[Start of Attachment]

PR #1194, opened 2025-10-14
qjsc: find module based on path instead of script name

mochaaP:
Store the original file path in module_loader_opaque, let normalize
function read from that and store a normalized filepath in context
opaque, and make module loader read from the filepath from that.

Make it possible to preserve the custom script name while resolving
from another path.

### DIFF
--- a/qjsc.c
+++ b/qjsc.c
@@ -216,6 +216,7 @@ static void find_unique_cname(char *cname, size_t cname_size)
     js__pstrcpy(cname, cname_size, cname1);
 }
 
+/* loader for ES6 modules */
 JSModuleDef *jsc_module_loader(JSContext *ctx,
                               const char *module_name, void *opaque)
 {
@@ -239,12 +240,17 @@ JSModuleDef *jsc_module_loader(JSContext *ctx,
         JSValue func_val;
         char cname[1000];
 
-        buf = js_load_file(ctx, &buf_len, module_name);
+        char *module_path = JS_GetContextOpaque(ctx);
+        buf = js_load_file(ctx, &buf_len, module_path);
         if (!buf) {
-            JS_ThrowReferenceError(ctx, "could not load module filename '%s'",
-                                   module_name);
+            JS_ThrowReferenceError(ctx, "could not load module '%s' from path '%s'",
+                                   module_name, module_path);
+            JS_SetContextOpaque(ctx, NULL);
+            js_free(ctx, module_path);
             return NULL;
         }
+        JS_SetContextOpaque(ctx, NULL);
+        js_free(ctx, module_path);
 
         /* compile the module */
         func_val = JS_Eval(ctx, (char *)buf, buf_len, module_name,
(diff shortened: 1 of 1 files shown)


bnoordhuis:
It's not immediately obvious to me what this accomplishes. Or perhaps I should say: it's sort of obvious _what_ it does, but not _why_ (or _when_) that's useful.

mochaaP:
Useful if you want to strip the file path from compiled bytecode / make module resolution independent to script name & cwd

Originally `qjsc /path/to/script.js -n script.js` searches `./`, this makes it search `/path/to/`

bnoordhuis:
Okay, that makes sense on the face of it. The code in this PR is really fragile-looking though. Maybe there's a way to improve the module loader API to make that easier. What information do you need when?

mochaaP:
It's possible to remove the Set/GetRuntimeOpaque by making normalize return a struct.
I think setting the `module_loader_opaque` is unavoidable because otherwise we have to change all Eval interfaces to accept an extra realpath argument.

bnoordhuis:
A while ago we added versions of JS_Eval and JS_EvalThis that take an extensible `struct JSEvalOptions`, precisely so we can extend the API without making it too cumbersome to use.

Having said that, I can't really gauge how broadly useful this feature is. I don't want to end up with something that only has a single user. In what real world scenario do you envision using it?

mochaaP:
I initially wrote this for the meson codegen PR, since `run_command` cannot specify cwd, and I would like to make generated files the same as `make codegen` produces.
It's not absolutely required, most of the time this can be replaced by using a slightly more complex directory setup and a wrapper script, but it's a nice addition to have this built-in to qjsc.
since 1. the "build using regenerated sources" option was not merged 2. maintainers always use makefile 3. I have no idea how library consumers can use qjs in what ways, this is optional to have.

bnoordhuis:
@saghul is a feature like this useful for txiki.js?

bptato:
FWIW I also think it would be better if the module base name were a different value from the backtrace file name, since the two are used for completely unrelated purposes.  Case in point, even the built-in `eval` gets it wrong:

```c
#include <stdlib.h>
#include "quickjs.h"
#include "quickjs-libc.h"

char *module_normalize(JSContext *ctx, const char *module_base_name,
                       const char *module_name, void *opaque)
{
    printf("base name: %s\n", module_base_name); /* should print "a.js", but you get "<input>" */
    return js_strdup(ctx, module_name);
}

int main(void) {
    JSRuntime *rt;
    JSContext *ctx, *pctx;
    JSValue res;
    const char text[] = "eval(`import('test.js')`)";

    rt = JS_NewRuntime();
    JS_SetModuleLoaderFunc(rt, module_normalize, NULL, NULL);
    ctx = JS_NewContext(rt);
    res = JS_Eval(ctx, text, sizeof(text) - 1, "a.js", JS_EVAL_TYPE_GLOBAL);
    JS_FreeValue(ctx, res);
    JS_ExecutePendingJob(rt, &pctx);
    JS_FreeContext(ctx);
    JS_FreeRuntime(rt);
}
```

[End of Attachment]

> Action item
Would you please write the entries out again in full, exactly as given?

> Response to this exercise
PR #1194, opened 2025-10-14
qjsc: find module based on path instead of script name

mochaaP:
Store the original file path in module_loader_opaque, let normalize
function read from that and store a normalized filepath in context
opaque, and make module loader read from the filepath from that.

Make it possible to preserve the custom script name while resolving
from another path.

### DIFF
--- a/qjsc.c
+++ b/qjsc.c
@@ -216,6 +216,7 @@ static void find_unique_cname(char *cname, size_t cname_size)
     js__pstrcpy(cname, cname_size, cname1);
 }
 
+/* loader for ES6 modules */
 JSModuleDef *jsc_module_loader(JSContext *ctx,
                               const char *module_name, void *opaque)
 {
@@ -239,12 +240,17 @@ JSModuleDef *jsc_module_loader(JSContext *ctx,
         JSValue func_val;
         char cname[1000];
 
-        buf = js_load_file(ctx, &buf_len, module_name);
+        char *module_path = JS_GetContextOpaque(ctx);
+        buf = js_load_file(ctx, &buf_len, module_path);
         if (!buf) {
-            JS_ThrowReferenceError(ctx, "could not load module filename '%s'",
-                                   module_name);
+            JS_ThrowReferenceError(ctx, "could not load module '%s' from path '%s'",
+                                   module_name, module_path);
+            JS_SetContextOpaque(ctx, NULL);
+            js_free(ctx, module_path);
             return NULL;
         }
+        JS_SetContextOpaque(ctx, NULL);
+        js_free(ctx, module_path);
 
         /* compile the module */
         func_val = JS_Eval(ctx, (char *)buf, buf_len, module_name,
(diff shortened: 1 of 1 files shown)


bnoordhuis:
It's not immediately obvious to me what this accomplishes. Or perhaps I should say: it's sort of obvious _what_ it does, but not _why_ (or _when_) that's useful.

mochaaP:
Useful if you want to strip the file path from compiled bytecode / make module resolution independent to script name & cwd

Originally `qjsc /path/to/script.js -n script.js` searches `./`, this makes it search `/path/to/`

bnoordhuis:
Okay, that makes sense on the face of it. The code in this PR is really fragile-looking though. Maybe there's a way to improve the module loader API to make that easier. What information do you need when?

mochaaP:
It's possible to remove the Set/GetRuntimeOpaque by making normalize return a struct.
I think setting the `module_loader_opaque` is unavoidable because otherwise we have to change all Eval interfaces to accept an extra realpath argument.

bnoordhuis:
A while ago we added versions of JS_Eval and JS_EvalThis that take an extensible `struct JSEvalOptions`, precisely so we can extend the API without making it too cumbersome to use.

Having said that, I can't really gauge how broadly useful this feature is. I don't want to end up with something that only has a single user. In what real world scenario do you envision using it?

mochaaP:
I initially wrote this for the meson codegen PR, since `run_command` cannot specify cwd, and I would like to make generated files the same as `make codegen` produces.
It's not absolutely required, most of the time this can be replaced by using a slightly more complex directory setup and a wrapper script, but it's a nice addition to have this built-in to qjsc.
since 1. the "build using regenerated sources" option was not merged 2. maintainers always use makefile 3. I have no idea how library consumers can use qjs in what ways, this is optional to have.

bnoordhuis:
@saghul is a feature like this useful for txiki.js?

bptato:
FWIW I also think it would be better if the module base name were a different value from the backtrace file name, since the two are used for completely unrelated purposes.  Case in point, even the built-in `eval` gets it wrong:

```c
#include <stdlib.h>
#include "quickjs.h"
#include "quickjs-libc.h"

char *module_normalize(JSContext *ctx, const char *module_base_name,
                       const char *module_name, void *opaque)
{
    printf("base name: %s\n", module_base_name); /* should print "a.js", but you get "<input>" */
    return js_strdup(ctx, module_name);
}

int main(void) {
    JSRuntime *rt;
    JSContext *ctx, *pctx;
    JSValue res;
    const char text[] = "eval(`import('test.js')`)";

    rt = JS_NewRuntime();
    JS_SetModuleLoaderFunc(rt, module_normalize, NULL, NULL);
    ctx = JS_NewContext(rt);
    res = JS_Eval(ctx, text, sizeof(text) - 1, "a.js", JS_EVAL_TYPE_GLOBAL);
    JS_FreeValue(ctx, res);
    JS_ExecutePendingJob(rt, &pctx);
    JS_FreeContext(ctx);
    JS_FreeRuntime(rt);
}
```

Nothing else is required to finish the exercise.